The latter smiled. “No; I thank you—what is the good in searching for something that isn’t there!”—then he turned upon Armand. “I assume you brought the box here,” pointing to the table, “and that you found it in the vault, where it is always kept—may I inquire how you got into the vault?”
“Through the door,” said the Archduke dryly.
“Then you know the combination—something the King never told even me. Observe, my lords, the logic of opportunity!”
But Armand shook his head. “No,” said he, “I do not know the combination.”
And Lotzen, seeing suddenly the pit that yawned for him if he pursued farther, simply smiled incredulously and turned away.
The old Count, however, saw it too, and had no mind to let the opportunity slip.
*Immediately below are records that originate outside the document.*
PR #604, opened 2018-02-13
Fix Signal.map(value:) regression: changed to .replacingValues(with:) to avoid potentially incorrect type inference

NachoSoto:
See conversation in #601. The `.map` overload lead to potentially bad type inference:
```swift

let mappedSignal = signal.map { $0 as Int? }
// // Cannot convert value of type 'Signal<(Int?) -> Int?, NoError>' to specified type 'Signal<Int?, NoError>'
let expectedType: Signal<Int?, NoError> = mappedSignal
```

#### Checklist
- [x] Updated CHANGELOG.md.
- [x] Add regression test
- [x] Fix

### DIFF
--- a/CHANGELOG.md
+++ b/CHANGELOG.md
@@ -3,7 +3,7 @@
 
 1. New property operator: `filter` (#586, kudos to @iv-mexx)
 1. New operator `merge(with:)` (#600, kudos to @ra1028)
-1. New operator `map(value:)` (#601, kudos to @ra1028)
+1. New operator `replacingValues(with:)` (#601, #604, kudos to @ra1028, @NachoSoto)
 
 # 3.1.0
 1. Fixed `schedule(after:interval:leeway:)` being cancelled when the returned `Disposable` is not retained. (#584, kudos to @jjoelson)
--- a/Sources/Property.swift
+++ b/Sources/Property.swift
@@ -108,8 +108,8 @@ extension PropertyProtocol {
 	///   - value: A new value.
 	///
 	/// - returns: A property that holds a mapped value from `self`.
-	public func map<U>(value: U) -> Property<U> {
-		return lift { $0.map(value: value) }
+	public func replacingValues<U>(with value: U) -> Property<U> {
+		return lift { $0.replacingValues(with: value) }
 	}
 
 	/// Maps the current value and all subsequent values to a new property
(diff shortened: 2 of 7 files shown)


NachoSoto:
This seems like a Swift bug btw:
screen shot 2018-02-12 at 4 42 37 pm

I believe @mdiep is filing a Jira?

mdiep:
This seems to specifically be an issue with the block `{ $0 as Int? }`. This works fine:

```swift

let mappedSignal = signal.map { Optional($0) }
// // Cannot convert value of type 'Signal<(Int?) -> Int?, NoError>' to specified type 'Signal<Int?, NoError>'
let expectedType: Signal<Int?, NoError> = mappedSignal
```

So depending on what response we get to SR-6989, I might favor leaving it as `map(value:)`.

ra1028:
Thanks @NachoSoto.

> So depending on what response we get to SR-6989, I might favor leaving it as map(value:).

I Agreed.
But, If you will rename it, I think `repace(value:)` is better.

NachoSoto:
Whatever we do, it's important that we don't release a `RAS` update though, unless we workaround it. Based on the discussion on the Jira so far, I'd be surprised it even gets fixed in `Swift 4.1`.

NachoSoto:
Although, if this only happens with that particular type of closure (`{ $0 as Type?}`), we might want to ignore it, since it's "workaroundable" for clients by giving it an explicit type?

mdiep:
I'm in favor of ignoring it since (1) it only relates to specific closures, (2) it results in an error, not incorrect behavior, and (3) clients can work around it by adding explicit types.

NachoSoto:
Sounds good. I'll update the PR to keep the "negative" test so we can detect when (if?) this is fixed, and at least keep the behaviour documented.

andersio:
ping @NachoSoto

andersio:
I believe this could be mitigated by adding a `map` overload that takes `(Value) -> U?` for now. cc @mdiep @NachoSoto

andersio:
I do have to pose an objection to ignoring the issue, because giving explicit types is unergonomic for composition.

andersio:
Closing due to inactivity, which seems a legit sign of the issue having been mitigated successfully by the type checker fixes.

Issue #287, opened 2017-02-28
debounce/throttle operator that always emits the last value


NachoSoto:
I just found myself needing such an operator. I have a `SignalProducer<[Data], NoError>` created with this custom operator:
```swift
public func collectIncrementally() -> Signal<[Value], Error> {
    return self
        .map { [$0] }
        .scan([], +)
}
```

I want to limit how often I get updated arrays, but I do want to make sure that the last value (which will contain all the elements), is always emitted.

NachoSoto:
Actually I misread the documentation, but I'm still not 100% sure either `debounce` or `throttle` will behave this way, so I guess this is a question now, not a feature request :P

NachoSoto:
Yeah, it does look like if the source signal terminates **before** the given interval, no more cached values are sent. This is not documented, and I'm not sure if it's desired behavior. Either way, it would be nice to have an operator that doesn't behave this way.
I looked at `Rx`'s versions and they don't seem to have this either.

andersio:
It was documented before the revision. Guess we should put it back, alongside an option. A `discardsWhenTerminated` label, perhaps?

https://github.com/ReactiveCocoa/ReactiveSwift/commit/5f7109d57306f9204030172f3e8b6df37b1e5f1a#diff-09166f905ad1f830ac2dc91f2663c1a5L1728

NachoSoto:
> Guess we should put it back, alongside an option. A discardsWhenTerminated parameter with a default of true, perhaps?

That makes sense to me 👍

Qata:
@andersio Would it be welcome if I picked up this issue and created an implementation?

andersio:
@Qata Sure. 👍

RuiAAPeres:
Hello. 👋  Thanks for opening this issue. Due to inactivity, we will soft close the issue. If you feel that it should remain open, please let us know. 😄

PR #605, opened 2018-02-13
Add `discardWhenCompleted` to `debounce`

Qata:
#### Checklist
- [X] Updated CHANGELOG.md.

This PR adds a new option to `debounce` to allow sending values upon completion.

### DIFF
--- a/CHANGELOG.md
+++ b/CHANGELOG.md
@@ -1,6 +1,7 @@
 # master
 *Please add new entries at the top.*
 
+1. New `debounce` parameter: `discardsWhenTerminated` (#287, kudos to @Qata)
 1. New property operator: `filter` (#586, kudos to @iv-mexx)
 1. New operator `merge(with:)` (#600, kudos to @ra1028)
 1. New operator `map(value:)` (#601, kudos to @ra1028)
--- a/CHANGELOG.md
+++ b/CHANGELOG.md
@@ -1,7 +1,7 @@
 # master
 *Please add new entries at the top.*
 
-1. New `debounce` parameter: `discardsWhenTerminated` (#287, kudos to @Qata)
+1. `debounce` now offers an opt-in behaviour to preserve the pending value when the signal or producer completes. You may enable it by specifying `discardsWhenCompleted` as false (#287, kudos to @Qata)
 1. Result now interoperates with SignalProducer n-ary operators as a constant producer (#606, kudos to @Qata)
 1. New property operator: `filter` (#586, kudos to @iv-mexx)
 1. New operator `merge(with:)` (#600, kudos to @ra1028)
--- a/CHANGELOG.md
+++ b/CHANGELOG.md
@@ -1,7 +1,7 @@
 # master
 *Please add new entries at the top.*
 
-1. `debounce` now offers an opt-in behaviour to preserve the pending value when the signal or producer completes. You may enable it by specifying `discardsWhenCompleted` as false (#287, kudos to @Qata)
+1. `debounce` now offers an opt-in behaviour to preserve the pending value when the signal or producer completes. You may enable it by specifying `discardWhenCompleted` as false (#287, kudos to @Qata)
 1. Result now interoperates with SignalProducer n-ary operators as a constant producer (#606, kudos to @Qata)
 1. New property operator: `filter` (#586, kudos to @iv-mexx)
 1. New operator `merge(with:)` (#600, kudos to @ra1028)
--- a/Sources/Event.swift
+++ b/Sources/Event.swift
@@ -816,17 +816,7 @@ extension Signal.Event {
 				}
 
 				schedulerDisposable.inner = scheduler.schedule(after: scheduleDate) {
-					let pendingValue: Value? = state.modify { state in
-						defer {
-							if state.pendingValue != nil {
-								state.pendingValue = nil
-								state.previousDate = scheduleDate
-							}
-						}
-						return state.pendingValue
-					}
-
-					if let pendingValue = pendingValue {
+					if let pendingValue = state.modify({ $0.retrieveValue(date: scheduleDate) }) {
 						action(.value(pendingValue))
 					}
 				}
@@ -834,7 +824,7 @@ extension Signal.Event {
 		}
 	}
 
-	internal static func debounce(_ interval: TimeInterval, on scheduler: DateScheduler, discardsWhenTerminated: Bool) -> Transformation<Value, Error> {
+	internal static func debounce(_ interval: TimeInterval, on scheduler: DateScheduler, discardsWhenCompleted: Bool) -> Transformation<Value, Error> {
 		precondition(interval >= 0)
 		
 		let state: Atomic<ThrottleState<Value>> = Atomic(ThrottleState(previousDate: scheduler.currentDate, pendingValue: nil))
@@ -855,20 +845,12 @@ extension Signal.Event {
 					}
 					let date = scheduler.currentDate.addingTimeInterval(interval)
 					d.inner = scheduler.schedule(after: date) {
-						state.modify { state in
-							defer {
-								if state.pendingValue != nil {
-									state.pendingValue = nil
-									state.previousDate = date
-								}
-							}
-							if let pendingValue = state.pendingValue {
-								action(.value(pendingValue))
-							}
+						if let pendingValue = state.modify({ $0.retrieveValue(date: date) }) {
+							action(.value(pendingValue))
 						}
 					}
-
-				case .completed, .failed, .interrupted:
+					
+				case .completed:
 					d.inner = scheduler.schedule {
 						let pending: (value: Value, previousDate: Date)? = state.modify { state in
 							defer {
@@ -879,14 +861,19 @@ extension Signal.Event {
 							guard let pendingValue = state.pendingValue, let previousDate = state.previousDate else { return nil }
 							return (pendingValue, previousDate)
 						}
-						if !discardsWhenTerminated, let (pendingValue, pendingDate) = pending {
+						if !discardsWhenCompleted, let (pendingValue, pendingDate) = pending {
 							scheduler.schedule(after: pendingDate.addingTimeInterval(interval)) {
 								action(.value(pendingValue))
-								action(event)
+								action(.completed)
 							}
 						} else {
-							action(event)
+							action(.completed)
 						}
+					}
+
+				case .failed, .interrupted:
+					d.inner = scheduler.schedule {
+						action(event)
 					}
 				}
 			}
@@ -897,6 +884,16 @@ extension Signal.Event {
 private struct ThrottleState<Value> {
 	var previousDate: Date?
 	var pendingValue: Value?
+	
+	mutating func retrieveValue(date: Date) -> Value? {
+		defer {
+			if pendingValue != nil {
+				pendingValue = nil
+				previousDate = date
+			}
+		}
+		return pendingValue
+	}
 }
 
 extension Signal.Event where Error == NoError {
--- a/Sources/Event.swift
+++ b/Sources/Event.swift
@@ -853,11 +853,7 @@ extension Signal.Event {
 				case .completed:
 					d.inner = scheduler.schedule {
 						let pending: (value: Value, previousDate: Date)? = state.modify { state in
-							defer {
-								if state.pendingValue != nil {
-									state.pendingValue = nil
-								}
-							}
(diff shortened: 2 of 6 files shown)


Qata:
Solves #287

Qata:
@ikesyo is this API breaking? The default parameter should just make it additive.

andersio:
@Qata It is source compatible but binary incompatible.

ikesyo:
If one uses the method with method reference, the addition of a default arguments would break that usages (theoretically).

andersio:
It is fine. We are going to do a major release anyway since #610 strictly speaking is API breaking.

Sources/Event.swift
```diff
@@ -834,28 +834,59 @@ extension Signal.Event {
...
+	internal static func debounce(_ interval: TimeInterval, on scheduler: DateScheduler, discardsWhenTerminated: Bool) -> Transformation<Value, Error> {
 		precondition(interval >= 0)
-
+		
+		let state: Atomic<ThrottleState<Value>> = Atomic(ThrottleState(previousDate: scheduler.currentDate, pendingValue: nil))
+		
 		return { action, lifetime in
 			let d = SerialDisposable()
-
+
```
andersio: [Nit] Whitespace

Sources/Event.swift
```diff
@@ -834,28 +834,59 @@ extension Signal.Event {
...
 		return { action, lifetime in
 			let d = SerialDisposable()
-
+			
 			lifetime.observeEnded {
 				d.dispose()
 				scheduler.schedule { action(.interrupted) }
 			}
-
+
```
andersio: [Nit] Whitespace

Sources/Signal.swift
```diff
@@ -1491,20 +1491,25 @@ extension Signal {
...
+	///			If `false`, that value will be delivered at the next debounce
+	///			interval.
 	///
 	/// - precondition: `interval` must be non-negative number.
 	///
 	/// - parameters:
 	///   - interval: A number of seconds to wait before sending a value.
 	///   - scheduler: A scheduler to send values on.
+	///	  - discardsWhenTerminated: A boolean to indicate if the latest value
+	///                             should be discarded on termination.
```
andersio: [Nit] Indentation.

Sources/SignalProducer.swift
```diff
@@ -1514,17 +1514,22 @@ extension SignalProducer {
...
+	///         If `true`, that value will be discarded and the returned producer
+	///         will terminate immediately.
+	///			If `false`, that value will be delivered at the next debounce
+	///			interval.
 	///
 	/// - parameters:
 	///   - interval: A number of seconds to wait before sending a value.
 	///   - scheduler: A scheduler to send values on.
+	///	  - discardsWhenTerminated: A boolean to indicate if the latest value
+	///                             should be discarded on termination.
```
andersio: [Nit] Indentation.

Tests/ReactiveSwiftTests/SignalProducerLiftingSpec.swift
```diff
@@ -1341,10 +1341,18 @@ class SignalProducerLiftingSpec: QuickSpec {
 			it("should interrupt ASAP and discard outstanding events") {
 				testAsyncASAPInterruption(op: "debounce") { $0.debounce(10.0, on: $1) }
```
andersio: Could we specify `discardsWhenTerminated: true` here explicitly?

Tests/ReactiveSwiftTests/SignalProducerLiftingSpec.swift
```diff
@@ -1341,10 +1341,18 @@ class SignalProducerLiftingSpec: QuickSpec {
...
 			}
+			
+			it("should interrupt ASAP and discard outstanding events") {
+				testAsyncASAPInterruption(op: "debounce") { $0.debounce(10.0, on: $1, discardsWhenTerminated: false) }
+			}
 
 			it("should interrupt on the given scheduler") {
 				testAsyncInterruptionScheduler(op: "debounce") { $0.debounce(10.0, on: $1) }
```
andersio: Ditto.

Tests/ReactiveSwiftTests/SignalSpec.swift
```diff
@@ -1953,6 +1953,114 @@ class SignalSpec: QuickSpec {
 				expect(completed) == true
 			}
 		}
+		
+		describe("debounce without discarding when terminated") {
```
andersio: The test case group above should be renamed likewise, and perhaps:
> discarding the latest value when terminated

Tests/ReactiveSwiftTests/SignalSpec.swift
```diff
@@ -1953,6 +1953,114 @@ class SignalSpec: QuickSpec {
...
+				scheduler.advance()
+				expect(values) == []
+				expect(completed) == false
+				
+				scheduler.run()
+				expect(values) == [1]
+				expect(completed) == true
+			}
+			
+			it("should schedule completion immediately") {
```
andersio: > if there is no pending value

Qata:
@andersio Comments addressed

Sources/Event.swift
```diff
@@ -848,14 +850,43 @@ extension Signal.Event {
...
-						action(.value(value))
+						state.modify { state in
+							defer {
+								if state.pendingValue != nil {
+									state.pendingValue = nil
+									state.previousDate = date
+								}
+							}
+							if let pendingValue = state.pendingValue {
+								action(.value(pendingValue))
```
mdiep: `action` should be called outside of `modify`

Sources/Event.swift
```diff
@@ -848,14 +850,43 @@ extension Signal.Event {
...
+					}
 					let date = scheduler.currentDate.addingTimeInterval(interval)
 					d.inner = scheduler.schedule(after: date) {
-						action(.value(value))
+						state.modify { state in
+							defer {
+								if state.pendingValue != nil {
+									state.pendingValue = nil
+									state.previousDate = date
+								}
```
mdiep: I think this logic (repeated in `throttle`) should be extracted into a method on `ThrottleState`.

Sources/Event.swift
```diff
@@ -848,14 +850,43 @@ extension Signal.Event {
...
+							}
+							if let pendingValue = state.pendingValue {
+								action(.value(pendingValue))
+							}
+						}
 					}
 
 				case .completed, .failed, .interrupted:
```
mdiep: Interruptions are generally immediate. I think introducing a delay here might be a problem. (I also think it's generally unexpected that interrupting would send another value. If you've canceled the work, then you're not interested in any other results.)

@andersio?

andersio: I agree, and `failed` should follow suit since by contract [`failures` behave like exceptions and propagate immediately](https://github.com/ReactiveCocoa/ReactiveSwift/blob/master/Documentation/APIContracts.md#failures-behave-like-exceptions-and-propagate-immediately).

andersio: > If you've canceled the work, then you're not interested in any other results.

If the stream has already failed, I don't think emitting the pending value would make any difference.

CHANGELOG.md
```diff
@@ -1,6 +1,7 @@
 # master
 *Please add new entries at the top.*
 
+1. New `debounce` parameter: `discardsWhenTerminated` (#287, kudos to @Qata)
```
andersio: > `debounce` now offers an opt-in behaviour to preserve the pending value when the signal or producer completes. You may enable it by specifying `discardsWhenCompleted` as `false`.

Sources/Event.swift
```diff
@@ -848,12 +840,38 @@ extension Signal.Event {
...
+						let pending: (value: Value, previousDate: Date)? = state.modify { state in
+							defer {
+								if state.pendingValue != nil {
+									state.pendingValue = nil
+								}
+							}
+							guard let pendingValue = state.pendingValue, let previousDate = state.previousDate else { return nil }
+							return (pendingValue, previousDate)
+						}
+						if !discardsWhenCompleted, let (pendingValue, pendingDate) = pending {
```
andersio: `/pendingDate/previousDate/`

Sources/Signal.swift
```diff
@@ -1491,20 +1491,25 @@ extension Signal {
...
+	///			If `false`, that value will be delivered at the next debounce
+	///			interval.
 	///
 	/// - precondition: `interval` must be non-negative number.
 	///
 	/// - parameters:
 	///   - interval: A number of seconds to wait before sending a value.
 	///   - scheduler: A scheduler to send values on.
+	///   - discardsWhenCompleted: A boolean to indicate if the latest value
+	///                             should be discarded on termination.
```
andersio: /termination/completion/

Sources/Signal.swift
```diff
@@ -1491,20 +1491,25 @@ extension Signal {
...
 	///         the latest value is the one that will be passed on.
 	///
-	/// - note: If the input signal terminates while a value is being debounced, 
-	///         that value will be discarded and the returned signal will 
-	///         terminate immediately.
+	/// - note: If `self` terminates while a value is being debounced,
+	///         the behaviour will be determined by `discardsWhenCompleted`.
+	///         If `true`, that value will be discarded and the returned producer
+	///         will terminate immediately.
+	///			If `false`, that value will be delivered at the next debounce
```
andersio: Indentation.

Sources/SignalProducer.swift
```diff
@@ -1514,17 +1514,22 @@ extension SignalProducer {
 	///         the latest value is the one that will be passed on.
 	///
 	/// - note: If `self` terminates while a value is being debounced,
-	///         that value will be discarded and the returned producer will
-	///         terminate immediately.
+	///         the behaviour will be determined by `discardsWhenCompleted`.
+	///         If `true`, that value will be discarded and the returned producer
+	///         will terminate immediately.
+	///			If `false`, that value will be delivered at the next debounce
```
andersio: Use spaces instead of tabs for comments.

Sources/Signal.swift
andersio: Use spaces instead of tabs for comments.

Sources/Signal.swift
andersio: Use spaces instead of tabs for comments.

Qata:
@andersio Comments have been addressed.

Sources/Event.swift
```diff
@@ -816,26 +816,18 @@ extension Signal.Event {
...
+					if let pendingValue = state.modify({ $0.retrieveValue(date: scheduleDate) }) {
 						action(.value(pendingValue))
 					}
 				}
 			}
 		}
 	}
 
-	internal static func debounce(_ interval: TimeInterval, on scheduler: DateScheduler) -> Transformation<Value, Error> {
+	internal static func debounce(_ interval: TimeInterval, on scheduler: DateScheduler, discardsWhenCompleted: Bool) -> Transformation<Value, Error> {
```
mdiep: I think this should probably be `discardWhenCompleted` (no _s_).

Sources/Event.swift
```diff
@@ -848,12 +840,38 @@ extension Signal.Event {
...
+						if let pendingValue = state.modify({ $0.retrieveValue(date: date) }) {
+							action(.value(pendingValue))
+						}
+					}
+					
+				case .completed:
+					d.inner = scheduler.schedule {
+						let pending: (value: Value, previousDate: Date)? = state.modify { state in
+							defer {
+								if state.pendingValue != nil {
```
mdiep: This `if` isn't needed. We can unconditionally assign `nil`.

Sources/Event.swift
Qata: I feel like that gives the implication that it will always discard *something*. Might be worth bikeshedding.

mdiep: I don't see how the _s_ changes that.

The _s_ seems inconsistent the base operator name and other operators. Since it's `debounce`, not `debounces`, I think `discardWithCompleted` is more appropriate.

CHANGELOG.md
```diff
@@ -1,6 +1,7 @@
 # master
 *Please add new entries at the top.*
 
+1. `debounce` now offers an opt-in behaviour to preserve the pending value when the signal or producer completes. You may enable it by specifying `discardsWhenCompleted` as false (#287, kudos to @Qata)
```
mdiep: This _s_ needs to be removed too. 🙈

mdiep:
Thanks for your work on this! 🎉

PR #607, opened 2018-02-15
Bag optimization

ra1028:
This is continuation of https://github.com/ReactiveCocoa/ReactiveSwift/pull/602

### Use `IndexingIterator` implemented in `ContiguousArray`
This simplifies the implementation and gave the performance improves 2~3x.
Benchmark:
```swift
func testIteration() {
    let count = 10_000_000
    var bag = Bag<Int>()
    
    for i in 0..<count {
        bag.insert(i)
    }
    
    XCTAssertEqual(bag.count, count)
    
    measure {
        var trash = [Int]()
        trash.reserveCapacity(count)
        
        for i in bag {
            trash.append(i)
        }
        
        XCTAssertEqual(bag.count, count)
        XCTAssertEqual(trash.count, count)
    }
}
```
Result:
performance

### Use overflow addition operator `&+`
Higher performance can be expected by dropping the overflow checking.
There is no much impact on performance, but this would be better, because `Token.value` doesn't assume overflow.
Benchmark:
```swift
func testRemoving() {
    let count = 10_000
    
    measure {
        var bag = Bag<Int>()
        var tokens = ContiguousArray<Bag<Int>.Token>()
        tokens.reserveCapacity(count)
        
        for i in 0..<count {
            let token = bag.insert(i)
            tokens.append(token)
        }
        
        XCTAssertEqual(bag.count, count)
        
        
        for token in tokens {
            bag.remove(using: token)
        }
        
        XCTAssertEqual(bag.count, 0)
    }
}
```
Result:
performance2

#### Checklist
~- [ ] Updated CHANGELOG.md.~

### DIFF
--- a/Sources/Bag.swift
+++ b/Sources/Bag.swift
@@ -32,7 +32,7 @@ public struct Bag<Element> {
 
 		// Practically speaking, this would overflow only if we have 101% uptime and we
 		// manage to call `insert(_:)` every 1 ns for 500+ years non-stop.
-		nextToken = Token(value: token.value + 1)
+		nextToken = Token(value: token.value &+ 1)
 
 		elements.append(value)
 		tokens.append(token.value)
--- a/Sources/Bag.swift
+++ b/Sources/Bag.swift
@@ -70,31 +70,7 @@ extension Bag: RandomAccessCollection {
 		return elements[index]
 	}
 
-	public func makeIterator() -> Iterator {
-		return Iterator(elements)
-	}
-
-	/// An iterator of `Bag`.
-	public struct Iterator: IteratorProtocol {
-		private let base: ContiguousArray<Element>
-		private var nextIndex: Int
-		private let endIndex: Int
-
-		fileprivate init(_ base: ContiguousArray<Element>) {
-			self.base = base
-			nextIndex = base.startIndex
-			endIndex = base.endIndex
-		}
-
-		public mutating func next() -> Element? {
-			let currentIndex = nextIndex
-
-			if currentIndex < endIndex {
-				nextIndex = currentIndex + 1
-				return base[currentIndex]
-			}
-
-			return nil
-		}
+	public func makeIterator() -> IndexingIterator<ContiguousArray<Element>> {
+		return elements.makeIterator()
 	}
 }
--- a/Sources/Bag.swift
+++ b/Sources/Bag.swift
@@ -70,7 +70,20 @@ extension Bag: RandomAccessCollection {
 		return elements[index]
 	}
 
-	public func makeIterator() -> IndexingIterator<ContiguousArray<Element>> {
-		return elements.makeIterator()
+	public func makeIterator() -> Iterator {
+		return Iterator(elements.makeIterator())
+	}
+
+	/// An iterator of `Bag`.
+	public struct Iterator: IteratorProtocol {
+		private var base: ContiguousArray<Element>.Iterator
+
+		fileprivate init(_ base: ContiguousArray<Element>.Iterator) {
+			self.base = base
+		}
+
+		public mutating func next() -> Element? {
+			return base.next()
+		}
 	}
 }


andersio:
The performance gain is likely due to the special status of the Standard Library regarding cross-module optimisation. Only if you write the test as part of the ReactiveSwift module & the gain is maintained, then it can be concluded as an improvement.

It also leaks an implementation detail of `Bag`.

ra1028:
Thanks @andersio 
I defined the following method in ReactiveSwift/`Bag.swift` and benchmarked again.
```swift
public extension Bag where Element == Int {
    mutating func iterationTest() -> [Int] {
        var trash = [Int]()
        trash.reserveCapacity(count)

        for i in self {
            trash.append(i)
        }

        return trash
    }
}
```

Benchmark:
```swift
func testIteration() {
	let count = 10_000_000
	var bag = Bag<Int>()
	for i in 0..<count {
		bag.insert(i)
	}
	measure {
		let trash = bag.iterationTest()
		XCTAssertEqual(trash.count, count)
	}
}

func testIteration2() {
	let count = 10_000_000
	var bag = Bag<Int>()
	for i in 0..<count {
		bag.insert(i)
	}
	measure {
		var trash = [Int]()
		trash.reserveCapacity(count)
		
		for i in bag {
			trash.append(i)
		}
		
		XCTAssertEqual(trash.count, count)
	}
}
```
Result(-Owholemodule):
performance1

Result(-Onone):
performance2

The reason why it got worse performance with `-Onone`, maybe related to optimizations of inlining, specialization and witness table in SIL.

andersio:
I did a quick test, and apparently a wrapper struct around `IndexingIterator<ContiguousArray<Element>>` is as performant as using it directly with `-O -whole-module-optimization`.

ra1028:
got it.
thanks for reviews @andersio

andersio:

“Who opened the door?” he asked bluntly.
“Her Royal Highness the Princess,” said the Archduke.
And Epping nodded in undisguised satisfaction; while Ferdinand of Lotzen, sauntering nonchalantly over to the nearest window, cursed him under his breath for a meddler and a fool.
As the Duke had predicted, the search of the King’s apartments and the vault proved barren; and then, his particular servants and such attendants as were in the Palace were summoned and examined, and also without result; indeed none of them remembered having seen either box or Book—save one: Adolph, Frederick’s valet. He said that, recently, his master had spent many hours in the evenings studying the Laws, going through them with great care, making notations and marking certain pages with slips of paper; that no one else was ever present at such times, and once, when he had unthinkingly approached the desk, the King had angrily bade him leave the room. Asked when he had last seen the Book, he answered the fourth day before His Majesty’s demise; which, he added, he felt sure was also the last time it had been used; but admitting, frankly, when pressed by the Archduke, that his only reason for so thinking was that he had not seen it in that interval.